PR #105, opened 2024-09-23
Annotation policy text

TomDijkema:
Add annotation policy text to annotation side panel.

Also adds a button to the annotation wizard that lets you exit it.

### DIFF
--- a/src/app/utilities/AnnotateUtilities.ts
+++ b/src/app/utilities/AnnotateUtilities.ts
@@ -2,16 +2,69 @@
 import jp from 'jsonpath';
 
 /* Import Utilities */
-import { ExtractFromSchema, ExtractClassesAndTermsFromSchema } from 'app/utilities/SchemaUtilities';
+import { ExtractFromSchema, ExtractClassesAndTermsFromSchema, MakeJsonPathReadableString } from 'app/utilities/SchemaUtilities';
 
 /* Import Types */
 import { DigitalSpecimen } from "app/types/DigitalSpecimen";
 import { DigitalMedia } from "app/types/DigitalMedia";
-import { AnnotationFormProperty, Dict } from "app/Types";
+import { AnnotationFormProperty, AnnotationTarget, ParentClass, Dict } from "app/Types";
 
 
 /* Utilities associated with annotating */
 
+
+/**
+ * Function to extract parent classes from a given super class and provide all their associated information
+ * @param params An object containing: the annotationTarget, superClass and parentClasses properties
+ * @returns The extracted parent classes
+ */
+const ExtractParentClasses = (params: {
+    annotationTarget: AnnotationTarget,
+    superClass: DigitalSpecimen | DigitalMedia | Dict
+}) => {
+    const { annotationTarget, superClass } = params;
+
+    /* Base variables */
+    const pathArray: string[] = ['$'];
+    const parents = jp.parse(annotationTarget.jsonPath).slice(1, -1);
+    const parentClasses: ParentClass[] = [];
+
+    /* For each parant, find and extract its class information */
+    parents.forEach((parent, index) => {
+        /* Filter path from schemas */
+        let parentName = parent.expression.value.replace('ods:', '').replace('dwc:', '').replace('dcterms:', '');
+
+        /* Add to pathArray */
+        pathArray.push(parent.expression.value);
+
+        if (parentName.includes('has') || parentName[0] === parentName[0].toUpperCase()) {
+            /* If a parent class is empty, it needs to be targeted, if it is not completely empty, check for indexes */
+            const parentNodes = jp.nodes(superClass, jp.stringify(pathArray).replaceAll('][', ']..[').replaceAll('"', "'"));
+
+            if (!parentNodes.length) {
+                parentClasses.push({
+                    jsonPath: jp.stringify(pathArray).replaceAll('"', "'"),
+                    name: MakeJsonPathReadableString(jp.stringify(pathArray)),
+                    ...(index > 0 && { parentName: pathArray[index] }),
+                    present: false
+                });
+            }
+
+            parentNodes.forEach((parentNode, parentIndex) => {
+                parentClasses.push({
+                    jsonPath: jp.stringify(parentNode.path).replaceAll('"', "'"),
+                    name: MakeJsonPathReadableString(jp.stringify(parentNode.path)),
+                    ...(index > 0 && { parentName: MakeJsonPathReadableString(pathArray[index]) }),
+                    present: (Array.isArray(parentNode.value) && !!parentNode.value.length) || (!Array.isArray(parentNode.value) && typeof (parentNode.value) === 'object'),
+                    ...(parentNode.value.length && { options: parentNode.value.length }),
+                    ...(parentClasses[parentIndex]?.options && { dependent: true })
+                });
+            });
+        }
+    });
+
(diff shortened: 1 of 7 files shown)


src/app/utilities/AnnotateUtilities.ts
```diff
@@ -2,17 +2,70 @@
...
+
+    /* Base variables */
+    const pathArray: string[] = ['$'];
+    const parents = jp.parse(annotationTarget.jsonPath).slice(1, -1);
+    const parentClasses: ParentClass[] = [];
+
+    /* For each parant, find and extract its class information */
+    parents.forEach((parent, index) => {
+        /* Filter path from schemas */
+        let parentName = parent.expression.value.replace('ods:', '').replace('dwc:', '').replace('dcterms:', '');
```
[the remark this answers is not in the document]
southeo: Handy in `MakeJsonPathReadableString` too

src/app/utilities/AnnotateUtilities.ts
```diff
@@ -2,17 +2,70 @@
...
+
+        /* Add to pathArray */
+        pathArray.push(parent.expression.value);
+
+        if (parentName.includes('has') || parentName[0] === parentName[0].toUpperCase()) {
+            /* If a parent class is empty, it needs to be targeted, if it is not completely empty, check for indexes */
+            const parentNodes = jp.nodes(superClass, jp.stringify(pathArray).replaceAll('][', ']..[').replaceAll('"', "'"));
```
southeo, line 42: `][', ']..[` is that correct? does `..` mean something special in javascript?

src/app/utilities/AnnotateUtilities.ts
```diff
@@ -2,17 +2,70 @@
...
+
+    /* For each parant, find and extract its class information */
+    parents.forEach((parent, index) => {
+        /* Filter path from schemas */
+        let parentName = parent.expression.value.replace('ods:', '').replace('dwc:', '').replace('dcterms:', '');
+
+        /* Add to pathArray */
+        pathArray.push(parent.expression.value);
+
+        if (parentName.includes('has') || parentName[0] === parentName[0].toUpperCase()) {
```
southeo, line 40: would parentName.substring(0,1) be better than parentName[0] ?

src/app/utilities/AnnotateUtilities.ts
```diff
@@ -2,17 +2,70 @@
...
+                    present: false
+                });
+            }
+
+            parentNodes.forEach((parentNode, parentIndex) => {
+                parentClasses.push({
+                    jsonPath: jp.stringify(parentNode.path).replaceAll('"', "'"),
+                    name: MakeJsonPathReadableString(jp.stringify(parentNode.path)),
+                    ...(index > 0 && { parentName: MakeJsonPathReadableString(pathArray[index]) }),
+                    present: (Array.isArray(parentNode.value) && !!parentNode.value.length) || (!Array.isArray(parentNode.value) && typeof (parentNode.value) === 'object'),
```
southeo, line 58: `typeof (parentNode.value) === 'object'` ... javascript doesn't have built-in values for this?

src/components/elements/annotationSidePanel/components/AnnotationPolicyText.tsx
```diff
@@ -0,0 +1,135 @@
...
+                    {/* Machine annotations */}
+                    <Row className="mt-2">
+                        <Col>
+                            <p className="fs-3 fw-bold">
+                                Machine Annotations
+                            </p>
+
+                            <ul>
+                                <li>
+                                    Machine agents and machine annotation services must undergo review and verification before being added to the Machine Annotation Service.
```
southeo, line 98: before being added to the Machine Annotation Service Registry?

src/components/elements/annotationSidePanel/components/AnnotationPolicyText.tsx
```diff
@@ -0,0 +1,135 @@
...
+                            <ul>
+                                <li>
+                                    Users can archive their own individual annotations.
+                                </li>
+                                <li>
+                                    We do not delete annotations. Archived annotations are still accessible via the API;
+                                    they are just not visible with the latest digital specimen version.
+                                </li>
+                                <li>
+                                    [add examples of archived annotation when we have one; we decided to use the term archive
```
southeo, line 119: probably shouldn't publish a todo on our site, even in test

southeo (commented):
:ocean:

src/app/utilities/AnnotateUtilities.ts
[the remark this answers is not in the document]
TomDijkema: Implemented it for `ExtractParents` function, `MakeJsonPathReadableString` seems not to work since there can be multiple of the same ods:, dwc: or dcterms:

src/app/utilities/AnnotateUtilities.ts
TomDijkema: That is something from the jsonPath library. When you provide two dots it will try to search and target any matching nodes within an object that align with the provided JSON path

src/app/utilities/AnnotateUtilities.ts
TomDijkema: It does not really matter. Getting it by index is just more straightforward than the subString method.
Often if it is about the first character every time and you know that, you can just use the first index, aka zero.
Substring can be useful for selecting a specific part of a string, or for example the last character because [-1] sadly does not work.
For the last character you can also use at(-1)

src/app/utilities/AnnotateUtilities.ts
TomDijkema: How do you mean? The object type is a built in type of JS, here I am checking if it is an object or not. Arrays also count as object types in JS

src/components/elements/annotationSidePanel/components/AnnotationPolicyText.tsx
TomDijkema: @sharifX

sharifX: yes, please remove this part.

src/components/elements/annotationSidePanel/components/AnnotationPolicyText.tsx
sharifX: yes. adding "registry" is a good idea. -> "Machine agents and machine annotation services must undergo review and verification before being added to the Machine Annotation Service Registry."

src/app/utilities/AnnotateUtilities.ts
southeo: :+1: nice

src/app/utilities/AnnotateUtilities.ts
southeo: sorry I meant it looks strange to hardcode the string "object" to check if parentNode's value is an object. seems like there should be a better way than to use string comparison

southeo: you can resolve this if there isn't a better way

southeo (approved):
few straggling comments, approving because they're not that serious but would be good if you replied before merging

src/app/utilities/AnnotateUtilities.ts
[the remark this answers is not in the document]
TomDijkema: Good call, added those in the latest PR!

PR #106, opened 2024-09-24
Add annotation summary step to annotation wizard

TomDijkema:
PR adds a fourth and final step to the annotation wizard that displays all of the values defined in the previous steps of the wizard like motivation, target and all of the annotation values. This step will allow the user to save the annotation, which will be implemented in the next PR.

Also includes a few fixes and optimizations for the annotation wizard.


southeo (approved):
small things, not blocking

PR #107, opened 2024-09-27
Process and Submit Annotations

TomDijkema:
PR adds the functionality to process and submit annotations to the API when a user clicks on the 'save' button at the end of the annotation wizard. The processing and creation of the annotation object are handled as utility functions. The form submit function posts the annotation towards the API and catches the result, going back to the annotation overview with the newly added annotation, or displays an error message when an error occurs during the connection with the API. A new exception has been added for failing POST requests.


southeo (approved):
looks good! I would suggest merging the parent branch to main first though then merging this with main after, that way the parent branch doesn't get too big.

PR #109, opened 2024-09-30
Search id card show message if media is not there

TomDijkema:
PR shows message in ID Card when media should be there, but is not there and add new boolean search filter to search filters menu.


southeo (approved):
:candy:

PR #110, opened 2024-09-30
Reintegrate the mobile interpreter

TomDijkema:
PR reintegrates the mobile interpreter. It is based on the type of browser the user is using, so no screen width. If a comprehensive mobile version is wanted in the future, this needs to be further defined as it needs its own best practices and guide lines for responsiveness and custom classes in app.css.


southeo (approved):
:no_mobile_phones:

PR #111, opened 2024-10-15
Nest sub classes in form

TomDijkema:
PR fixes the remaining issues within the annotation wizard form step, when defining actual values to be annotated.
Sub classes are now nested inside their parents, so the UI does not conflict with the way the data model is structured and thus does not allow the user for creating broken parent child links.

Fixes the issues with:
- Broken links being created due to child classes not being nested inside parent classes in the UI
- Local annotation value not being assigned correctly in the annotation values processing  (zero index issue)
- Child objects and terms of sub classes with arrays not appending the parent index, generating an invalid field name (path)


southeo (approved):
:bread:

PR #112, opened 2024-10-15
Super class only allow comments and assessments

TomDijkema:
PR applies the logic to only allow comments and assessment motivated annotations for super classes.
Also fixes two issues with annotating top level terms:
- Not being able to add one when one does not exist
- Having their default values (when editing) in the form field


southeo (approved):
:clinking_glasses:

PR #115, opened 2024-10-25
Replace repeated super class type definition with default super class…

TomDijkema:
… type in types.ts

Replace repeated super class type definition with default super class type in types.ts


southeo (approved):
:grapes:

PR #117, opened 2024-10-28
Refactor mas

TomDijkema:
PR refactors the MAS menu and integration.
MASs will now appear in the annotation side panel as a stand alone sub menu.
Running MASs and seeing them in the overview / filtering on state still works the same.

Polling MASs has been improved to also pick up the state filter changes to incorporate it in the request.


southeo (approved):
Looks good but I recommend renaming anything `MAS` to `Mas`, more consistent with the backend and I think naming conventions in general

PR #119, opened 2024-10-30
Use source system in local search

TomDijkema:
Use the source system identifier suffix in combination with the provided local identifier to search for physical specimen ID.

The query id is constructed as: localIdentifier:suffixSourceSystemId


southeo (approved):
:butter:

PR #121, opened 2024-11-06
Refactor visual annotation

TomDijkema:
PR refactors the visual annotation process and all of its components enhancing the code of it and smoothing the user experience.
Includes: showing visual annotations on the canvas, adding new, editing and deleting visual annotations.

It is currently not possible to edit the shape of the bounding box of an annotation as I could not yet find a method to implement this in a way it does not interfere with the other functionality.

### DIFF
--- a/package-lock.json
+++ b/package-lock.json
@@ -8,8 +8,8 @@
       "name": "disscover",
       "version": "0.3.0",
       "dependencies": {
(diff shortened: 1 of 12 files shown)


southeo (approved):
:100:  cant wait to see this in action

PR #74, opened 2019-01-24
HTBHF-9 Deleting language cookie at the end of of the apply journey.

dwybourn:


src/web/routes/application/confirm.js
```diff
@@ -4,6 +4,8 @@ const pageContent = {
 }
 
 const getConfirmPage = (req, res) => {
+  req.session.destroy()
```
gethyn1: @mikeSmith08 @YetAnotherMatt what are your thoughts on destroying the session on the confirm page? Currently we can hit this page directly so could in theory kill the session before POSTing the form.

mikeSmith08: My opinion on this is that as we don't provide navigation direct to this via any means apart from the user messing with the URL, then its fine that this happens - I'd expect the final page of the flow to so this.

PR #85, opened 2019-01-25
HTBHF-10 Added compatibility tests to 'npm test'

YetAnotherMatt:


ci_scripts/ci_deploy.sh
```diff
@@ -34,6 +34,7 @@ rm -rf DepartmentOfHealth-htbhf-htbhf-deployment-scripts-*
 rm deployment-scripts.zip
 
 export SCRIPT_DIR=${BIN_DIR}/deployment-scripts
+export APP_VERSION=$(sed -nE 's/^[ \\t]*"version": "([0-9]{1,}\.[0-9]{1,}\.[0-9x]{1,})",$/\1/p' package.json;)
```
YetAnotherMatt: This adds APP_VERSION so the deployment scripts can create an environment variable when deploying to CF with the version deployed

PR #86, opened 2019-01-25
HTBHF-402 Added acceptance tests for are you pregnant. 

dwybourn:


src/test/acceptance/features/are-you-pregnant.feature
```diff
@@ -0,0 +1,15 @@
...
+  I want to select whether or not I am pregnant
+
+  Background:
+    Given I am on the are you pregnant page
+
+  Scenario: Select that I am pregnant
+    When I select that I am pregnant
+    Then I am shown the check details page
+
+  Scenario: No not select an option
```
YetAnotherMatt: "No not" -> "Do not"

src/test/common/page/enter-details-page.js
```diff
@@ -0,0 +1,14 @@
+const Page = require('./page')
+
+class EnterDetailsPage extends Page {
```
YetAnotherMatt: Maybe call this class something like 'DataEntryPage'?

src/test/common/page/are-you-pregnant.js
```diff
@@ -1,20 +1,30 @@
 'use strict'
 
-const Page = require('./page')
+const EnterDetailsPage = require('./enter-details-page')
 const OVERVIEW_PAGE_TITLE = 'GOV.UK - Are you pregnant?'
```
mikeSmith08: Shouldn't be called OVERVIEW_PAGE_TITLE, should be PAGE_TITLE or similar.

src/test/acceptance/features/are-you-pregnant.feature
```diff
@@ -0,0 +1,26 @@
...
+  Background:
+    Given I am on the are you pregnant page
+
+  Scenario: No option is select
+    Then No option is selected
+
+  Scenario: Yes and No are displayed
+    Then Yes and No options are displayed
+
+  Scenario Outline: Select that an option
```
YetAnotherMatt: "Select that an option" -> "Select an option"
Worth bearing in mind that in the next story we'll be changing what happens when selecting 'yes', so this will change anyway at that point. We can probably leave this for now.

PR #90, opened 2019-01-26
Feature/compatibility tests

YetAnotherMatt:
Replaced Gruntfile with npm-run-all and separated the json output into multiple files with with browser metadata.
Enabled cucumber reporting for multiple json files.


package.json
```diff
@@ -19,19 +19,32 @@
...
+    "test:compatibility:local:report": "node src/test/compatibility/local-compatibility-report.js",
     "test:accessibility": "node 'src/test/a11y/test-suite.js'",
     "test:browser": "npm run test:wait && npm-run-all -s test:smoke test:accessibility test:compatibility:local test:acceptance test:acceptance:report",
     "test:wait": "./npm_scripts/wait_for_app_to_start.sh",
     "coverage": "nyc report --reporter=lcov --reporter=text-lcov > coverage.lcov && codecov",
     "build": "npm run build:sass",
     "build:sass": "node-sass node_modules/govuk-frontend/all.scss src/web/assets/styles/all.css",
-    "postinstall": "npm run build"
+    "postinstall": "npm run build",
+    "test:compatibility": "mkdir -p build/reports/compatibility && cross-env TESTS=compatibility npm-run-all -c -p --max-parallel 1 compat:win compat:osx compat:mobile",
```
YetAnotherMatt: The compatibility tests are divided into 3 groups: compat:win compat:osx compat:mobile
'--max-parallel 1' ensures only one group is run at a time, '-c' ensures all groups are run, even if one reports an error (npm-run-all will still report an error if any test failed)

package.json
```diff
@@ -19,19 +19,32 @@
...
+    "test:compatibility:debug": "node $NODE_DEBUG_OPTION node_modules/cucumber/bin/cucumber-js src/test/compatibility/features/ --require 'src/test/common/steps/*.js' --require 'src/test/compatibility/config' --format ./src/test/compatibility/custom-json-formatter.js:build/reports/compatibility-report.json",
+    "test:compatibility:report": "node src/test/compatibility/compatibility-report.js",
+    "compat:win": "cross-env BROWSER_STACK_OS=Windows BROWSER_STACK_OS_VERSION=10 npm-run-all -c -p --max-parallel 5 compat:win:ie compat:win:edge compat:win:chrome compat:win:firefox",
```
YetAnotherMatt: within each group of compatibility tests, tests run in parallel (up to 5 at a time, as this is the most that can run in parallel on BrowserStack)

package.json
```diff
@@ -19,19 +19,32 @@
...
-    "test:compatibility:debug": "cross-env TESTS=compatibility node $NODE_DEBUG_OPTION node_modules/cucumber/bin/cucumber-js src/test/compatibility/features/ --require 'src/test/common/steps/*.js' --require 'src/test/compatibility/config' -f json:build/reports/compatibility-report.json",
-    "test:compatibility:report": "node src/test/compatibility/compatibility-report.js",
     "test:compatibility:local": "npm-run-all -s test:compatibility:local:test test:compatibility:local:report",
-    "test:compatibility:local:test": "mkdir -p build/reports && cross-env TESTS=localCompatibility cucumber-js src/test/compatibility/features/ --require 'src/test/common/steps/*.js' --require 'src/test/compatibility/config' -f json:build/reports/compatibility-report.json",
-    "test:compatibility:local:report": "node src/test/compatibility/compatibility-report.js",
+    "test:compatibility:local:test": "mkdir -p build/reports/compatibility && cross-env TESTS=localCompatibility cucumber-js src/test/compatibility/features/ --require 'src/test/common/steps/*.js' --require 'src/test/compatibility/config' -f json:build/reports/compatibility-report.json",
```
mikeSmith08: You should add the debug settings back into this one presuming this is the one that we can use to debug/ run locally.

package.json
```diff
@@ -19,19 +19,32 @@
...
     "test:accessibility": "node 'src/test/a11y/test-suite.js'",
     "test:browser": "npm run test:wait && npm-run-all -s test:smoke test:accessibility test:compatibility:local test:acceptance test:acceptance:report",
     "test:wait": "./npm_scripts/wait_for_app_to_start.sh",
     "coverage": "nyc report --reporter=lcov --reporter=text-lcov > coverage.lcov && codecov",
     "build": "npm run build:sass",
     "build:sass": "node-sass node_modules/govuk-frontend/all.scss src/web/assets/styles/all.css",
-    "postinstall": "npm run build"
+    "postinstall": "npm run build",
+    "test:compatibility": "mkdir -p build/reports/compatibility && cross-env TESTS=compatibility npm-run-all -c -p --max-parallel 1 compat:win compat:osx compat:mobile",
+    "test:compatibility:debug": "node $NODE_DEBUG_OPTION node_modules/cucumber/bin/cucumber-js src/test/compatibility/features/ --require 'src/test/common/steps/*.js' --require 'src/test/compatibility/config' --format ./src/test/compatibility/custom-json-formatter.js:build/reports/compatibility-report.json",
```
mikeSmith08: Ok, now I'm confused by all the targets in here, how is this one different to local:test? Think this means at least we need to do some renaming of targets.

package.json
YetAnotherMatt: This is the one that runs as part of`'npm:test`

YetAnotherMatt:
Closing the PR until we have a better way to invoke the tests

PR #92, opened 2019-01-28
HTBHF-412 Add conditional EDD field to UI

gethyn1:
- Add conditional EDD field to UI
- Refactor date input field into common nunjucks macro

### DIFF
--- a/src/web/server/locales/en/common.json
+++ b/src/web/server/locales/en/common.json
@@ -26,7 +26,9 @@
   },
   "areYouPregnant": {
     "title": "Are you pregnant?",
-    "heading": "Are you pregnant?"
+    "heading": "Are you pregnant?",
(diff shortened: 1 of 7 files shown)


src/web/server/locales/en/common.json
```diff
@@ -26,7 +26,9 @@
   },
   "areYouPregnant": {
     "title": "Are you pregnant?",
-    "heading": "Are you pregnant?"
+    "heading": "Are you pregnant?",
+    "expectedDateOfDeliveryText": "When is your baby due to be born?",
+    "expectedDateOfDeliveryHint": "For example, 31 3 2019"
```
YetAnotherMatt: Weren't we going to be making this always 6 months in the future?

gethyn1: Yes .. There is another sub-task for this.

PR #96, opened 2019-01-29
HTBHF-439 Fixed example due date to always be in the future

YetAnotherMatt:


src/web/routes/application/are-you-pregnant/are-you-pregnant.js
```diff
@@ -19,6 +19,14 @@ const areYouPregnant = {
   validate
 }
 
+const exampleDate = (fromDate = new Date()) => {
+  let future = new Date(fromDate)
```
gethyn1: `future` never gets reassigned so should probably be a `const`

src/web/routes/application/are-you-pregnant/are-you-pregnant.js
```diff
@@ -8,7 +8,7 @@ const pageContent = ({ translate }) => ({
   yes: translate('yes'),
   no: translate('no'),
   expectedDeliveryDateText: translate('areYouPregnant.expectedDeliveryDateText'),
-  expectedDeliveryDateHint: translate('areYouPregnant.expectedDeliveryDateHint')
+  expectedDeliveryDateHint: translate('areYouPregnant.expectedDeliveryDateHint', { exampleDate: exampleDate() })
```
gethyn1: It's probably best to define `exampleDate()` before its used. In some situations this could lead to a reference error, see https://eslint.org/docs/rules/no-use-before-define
----
**What is expected**
Nothing but an exact copy of the lines from the start of the entries through the line containing "import jp from 'jsonpath';" belongs in the response.

**Result of the task**
PR #105, opened 2024-09-23
Annotation policy text

TomDijkema:
Add annotation policy text to annotation side panel.

Also adds a button to the annotation wizard that lets you exit it.

### DIFF
--- a/src/app/utilities/AnnotateUtilities.ts
+++ b/src/app/utilities/AnnotateUtilities.ts
@@ -2,16 +2,69 @@
 import jp from 'jsonpath';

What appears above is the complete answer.